Your task:
Wherever the word "exported" appears in a line of the data, that line should be copied.

============

PR #6721, opened 2020-07-01
[Search] Allow duplicate words in search_backend_data

BlackbitNeueMedien:
Currently duplicate words are removed in `search_backend_data` datasets. But as search results are ordered by relevance (by default) an object with multiple occurences of the search term should be ranked higher than an object where the search term only occurs once.

### DIFF
--- a/models/Search/Backend/Data.php
+++ b/models/Search/Backend/Data.php
@@ -507,11 +507,6 @@ class Data extends \Pimcore\Model\AbstractModel
         $data = str_replace("\t", '', $data);
         $data = preg_replace('#[ ]+#', ' ', $data);
 
-        // deduplication
-        $arr = explode(' ', $data);
-        $arr = array_unique($arr);
-        $data = implode(' ', $arr);
-
         return $data;
     }
 
--- a/models/Search/Backend/Data.php
+++ b/models/Search/Backend/Data.php
@@ -29,6 +29,9 @@ use Pimcore\Model\Search\Backend\Data\Dao;
  */
 class Data extends \Pimcore\Model\AbstractModel
 {
+    // if a word occures more often than this number it will get stripped to keep the search_backend_data table from getting too big
+    const MAX_WORD_OCCURENCES = 3;
+
     /**
      * @var Data\Id
      */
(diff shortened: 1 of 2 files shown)


brusch:
The main idea behind this deduplication was to reduce the size of the full-text index, which can get huge very quickly. But this is definitely a valid point, but we should still be aware of the index size. What do you think about the following approach, we remove all: 
- occurrences more than 3
- words with less than 3 characters

WDYT?

brusch:
@BlackbitNeueMedien ping 🏓😉

BlackbitNeueMedien:
I would alter your proposal a bit:
* Remove words with less than `innodb_ft_min_token_size` (see https://dev.mysql.com/doc/refman/8.0/en/innodb-parameters.html#sysvar_innodb_ft_min_token_size) and more than `innodb_ft_max_token_size`
* Remove occurences above 3

I also thought about using something like https://github.com/voku/stop-words to filter out some stopwords which are not necessary for searching anyway. 
We could remove stopwords in https://github.com/pimcore/pimcore/blob/master/models/DataObject/ClassDefinition/Data/Localizedfields.php#L399-L421 for localized fields and for all other data we could use the set default language to filter out stopwords.
WDYT?

brusch:
Sounds good, can you update your PR accordingly? 
Regarding the stopwords, this also sounds good to me, but I think this should be definitely a topic for another PR 😊

models/Search/Backend/Data.php
```diff
@@ -507,6 +510,28 @@ protected function cleanupData($data)
         $data = str_replace("\t", '', $data);
         $data = preg_replace('#[ ]+#', ' ', $data);
 
+        $minWordLength = $this->getDao()->getMinWordLengthForFulltextIndex();
+        $maxWordLength = $this->getDao()->getMaxWordLengthForFulltextIndex();
+
+        $words = explode(' ', $data);
+
+        $wordOccurrences = [];
+        foreach($words as $key => &$word) {
```
jdreesen, line 519: Since you don't write `$word` in the loop, there's no need in assigning it as a reference.

BlackbitNeueMedien: Is only to not create a copy of the array - saves memory.

jdreesen: `foreach` loops in PHP are copy-on-write ;)

BlackbitNeueMedien: Thanks, you are right ;-)
```
It re-uses the existing value in memory. With zero performance cost. It's called "copy-on-write" and means that PHP doesn't make any copies unless you try to MODIFY the value.
```
https://www.php.net/manual/de/control-structures.foreach.php#120710

brusch:
Good work - thanks a lot! 🙏

PR #6724, opened 2020-07-01
Fix ecommerce filter to keep original ordering

Yivan:
Hello,

We are using ecommerce ecommerce filters and current implementation break desired ordering forced in productListing, even if no order is configured in the filterDefinition.

This PR provide a fix.

Please check the comments for the dump command which explains the problem:

```
$productListing = $factory->getIndexService()->getProductListForCurrentTenant();

// Set order
$productOrderIds = MyProduct::getOrderIds();
$productListing->setOrderKey('FIELD(a.o_id, ' . $productOrderIds . ')');
$productListing->setOrder('ASC');

// dump($productListing->getProducts()); // Order is ok, as desired

// We create and init filter service
\Pimcore\Bundle\EcommerceFrameworkBundle\FilterService\Helper::setupProductList($filterDefinition, $productListing, $params, $viewModel, $filterService, true);

// dump($productListing->getProducts()); // Order is reset ! Even if the filter definition no order is given
```

The filter definition has no order setted, so it should keep the setOrderKey  of the productListing:

image

Thanks.

PR #6731, opened 2020-07-02
Fix ecommerce filter to keep order

Yivan:
Hello,

It replace https://github.com/pimcore/pimcore/pull/6724
This new one PR is based on 6.6 branch and for 6.6 branch so.

Thanks


fashxp:
thx!

PR #6738, opened 2020-07-06
Event to modify exported data

ckogler-elements:
Add pimcore.dataobject.postCsvItemExport event to modify exported CSV/XSLx data


lib/Event/DataObjectEvents.php
```diff
@@ -112,4 +112,11 @@ final class DataObjectEvents
      * @var string
      */
     const POST_COPY = 'pimcore.dataobject.postCopy';
+
+    /**
+     * @Event("Pimcore\Event\Model\DataObjectEvent")
+     *
```
weisswurstkanone, line 118: arguments should be listed here

ckogler-elements: arguments are added

PR #6745, opened 2020-07-07
[Data objects] Generate default values on update

BlackbitNeueMedien:
Currently default values are only applied on object creation. This makes default value generators completely useless for manually created objects because in the moment of creation all fields are empty. So when you want to create a value based on other fields - e.g. a URL slug based on a product's name - this becomes impossible because on object creation the product has no name and on first saving it is an update operation and thus default values are not applied.
This PR changes this behaviour so default values are also applied for updates.

Of course then there is the problem that you will not be able to nullify this field (except if your default value generator supports a special value for this). But this is also the case for inheritance (it is not possible to override an inherited field with an empty string / array / null or whatever. So why would one want to set a field with a default value to `null`? And why do we need to allow it for default values but not for inheritance? The only clean solution I can think of would be a "nullify-button" - be it as a button beside the field or via context menu on right-clicking the field. Any other suggestions?

### DIFF
--- a/models/DataObject/Traits/DefaultValueTrait.php
+++ b/models/DataObject/Traits/DefaultValueTrait.php
@@ -47,7 +47,6 @@ trait DefaultValueTrait
     protected function handleDefaultValue($data, $object = null, $params = [])
     {
         $context = isset($params['context']) ? $params['context'] : [];
-        $isUpdate = isset($params['isUpdate']) ? $params['isUpdate'] : true;
 
         /**
          * if inheritance is enabled and there is no parent value then take the default value.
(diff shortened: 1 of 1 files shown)


fashxp:
The decision to apply default values only while create was made on purpose. We see them as default values, not as fallback or calculated values and therefore they should not be applied on every update. 
If you want to implement the use case of setting/updating values on every update (or calculate them based on other field values), you always can (and should) use event listeners. 
That's also the reason why we removed default value generator from url slug (because it didn't make any sense). 

And since we don't see default values as fallback values, not being able to null them out is a major aspect to us - also in contrast to inheritance.
Using a nullify button is not an option to us either - what happens next time the data object is saved (and nullify-button is not pressed), or how can that be archived via API? 

Feel free to continue discussion. Maybe we find some arguments we didn't considered yet and an even better solution. For now we won't merge.

BlackbitNeueMedien:
Ok, thanks for the hint @fashxp . Then we will change our bundle to use an event listener.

============

Result for this exercise:
Event to modify exported data
Add pimcore.dataobject.postCsvItemExport event to modify exported CSV/XSLx data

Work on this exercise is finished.